The process has become routine for them. They intermittently joke and laugh softly so as not to wake her.
During these procedures, Gail Koujaian asks God to make sure Hayley doesn’t have a seizure; Harry Koujaian wraps his arms around Hayley as a precaution, just in case she does.
Berry-Kravis started injecting the drug through the spinal tap when a car alarm went off seven floors below. Hayley fidgeted a little, and her parents quickly steadied her as Berry-Kravis finished. Then they reclined the table, positioning Hayley’s feet up, hoping the drug will drip from her spine to her brain as she continued to sleep.
The first procedure in December 2013 took around 12 hours, with rigorous testing before the injection and prolonged monitoring after. Now the whole visit takes about 2 1/2 hours. Afterward, the Koujaians hang out in the waiting room, talking with the families of other patients with Niemann-Pick Type C.
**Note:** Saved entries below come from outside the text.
PR #484, opened 2026-02-10
docs(rfd): prompt queueing RFD

SteffenDE:
A frequently requested feature for Tidewave is the ability to queue prompts like in Claude Code CLI. This is my idea of how that could work.

Now the problem with this is that I tried to find a way to actually get the Claude Agent SDK to tell me when the queued message is inserted into the context, but it looks like there is no way. The message is immediately pulled from the AsyncInterable and the generator does not include any hint when to inject it into a chat view...

I guess one way to cheat would be to just insert it whenever all pending tool results are done. Maybe that's what Claude Code does.

### DIFF
--- a/docs/rfds/prompt-queueing.mdx
+++ b/docs/rfds/prompt-queueing.mdx
@@ -1,0 +1,57 @@
+---
+title: "Prompt Queueing"
+---
+
+Author(s): [SteffenDE](https://github.com/SteffenDE)
+
+## Elevator pitch
+
+> What are you proposing to change?
+
+Add a new `promptQueueing` session capability, that tells client if the agent supports sending prompts while another prompt is already being processed for that session.
+The Claude Code CLI supports writing a user message while the agent is working and injects that message at the next opportunity (i.e. after the current turn is finished).
+
+Since ACP prompts can consist of many agent turns, having an officially supported way to adjust running prompts is very useful.
+
+## Status quo
+
+> How do things work today and what problems does this cause? Why would we change things?
+
+Today, the specification does not mention what should happen when sending a concurrent prompt request.
+Clients cannot assume that this is supported, so running prompts need to be canceled when a client wants to allow users to send a new prompt while an existing one is running.
+
+## What we propose to do about it
+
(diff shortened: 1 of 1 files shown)


SteffenDE:
Ok, so for Claude we actually can find out when the SDK processed the message by passing `extraArgs: {"replay-user-messages": ""}`. Then, the SDK replays the user message (https://platform.claude.com/docs/en/agent-sdk/typescript#sdkuser-message-replay), so we can compare the message to what was sent to know when it was sent.

docs/rfds/prompt-queueing.mdx
```diff
@@ -0,0 +1,57 @@
...
+Add a new `promptQueueing` session capability, that tells client if the agent supports sending prompts while another prompt is already being processed for that session.
+The Claude Code CLI supports writing a user message while the agent is working and injects that message at the next opportunity (i.e. after the current turn is finished).
+
+Since ACP prompts can consist of many agent turns, having an officially supported way to adjust running prompts is very useful.
+
+## Status quo
+
+> How do things work today and what problems does this cause? Why would we change things?
+
+Today, the specification does not mention what should happen when sending a concurrent prompt request.
```
benbrandt, line 20: A few thoughts on this that make it tricky:

- There is a common UX to be able to edit a queued message, how do we handle this? 
- what does the response on of the /prompt request "respond" to? the second, queued message?

As an FYI, I am planning to propose soon a completely notification-based turn lifecycle (bidirectional stream of events from both sides updating the session) that will hopefully make it easier to model this sort of thing

SteffenDE: I am happy to wait for a better proposal. This is more of a band-aid solution for sure. It does not allow editing a sent message in any way. Maybe queued is actually the wrong word, since as soon as the prompt is sent, it is assumed to be processed by the agent in some way.

There are two responses:

1. The initial prompt responds as soon as the second prompt enters the agent context.
2. The second prompt responds when it is done as usual.

SteffenDE:
Closing in favor of #1261.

After Berry-Kravis was approved to treat Hayley, others with the disorder started trickling in to get the injections, too. She is now administering cyclodextrin to 12 patients, some traveling from as far as Minnesota and Texas. Some, like Hayley, are receiving it under compassionate use, others as part of an ongoing clinical trial with a Maryland-based biotechnology company called Vtesse Inc., which is developing the drug.
Questions still linger. Will the drug work long term? Is there a less invasive method? What’s the optimal dose?
Outside of Berry-Kravis’ office, colorful charts detail some of her patients’ progress. If the disorder is untreated, symptoms might plateau for a little while before they worsen, but they don’t get better, Berry-Kravis said.
But Hayley’s graphs, labeled Subject 1, show improvement in areas like swallowing, gait and speech.
“There is hope,” Gail Koujaian said.